_Work required_.
From the entries below, copy each line in which the word "base" occurs.
*** Opening of Given entries ***
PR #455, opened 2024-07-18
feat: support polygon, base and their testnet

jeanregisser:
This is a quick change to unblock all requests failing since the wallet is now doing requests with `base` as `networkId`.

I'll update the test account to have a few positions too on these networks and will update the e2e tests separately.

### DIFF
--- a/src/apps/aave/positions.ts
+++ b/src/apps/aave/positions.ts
*** Close of Given entries ***
*** Opening of Given entries ***
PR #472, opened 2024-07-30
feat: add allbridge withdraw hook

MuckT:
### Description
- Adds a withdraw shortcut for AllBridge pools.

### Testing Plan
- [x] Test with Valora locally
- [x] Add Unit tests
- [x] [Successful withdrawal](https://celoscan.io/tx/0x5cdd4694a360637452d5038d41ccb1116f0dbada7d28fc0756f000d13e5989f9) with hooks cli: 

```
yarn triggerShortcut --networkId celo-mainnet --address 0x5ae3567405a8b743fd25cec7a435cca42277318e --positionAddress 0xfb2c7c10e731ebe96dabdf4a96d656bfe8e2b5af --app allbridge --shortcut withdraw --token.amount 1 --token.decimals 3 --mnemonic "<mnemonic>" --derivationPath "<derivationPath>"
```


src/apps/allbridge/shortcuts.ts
*** Close of Given entries ***
_Response to the task_.
feat: support polygon, base and their testnet
This is a quick change to unblock all requests failing since the wallet is now doing requests with `base` as `networkId`.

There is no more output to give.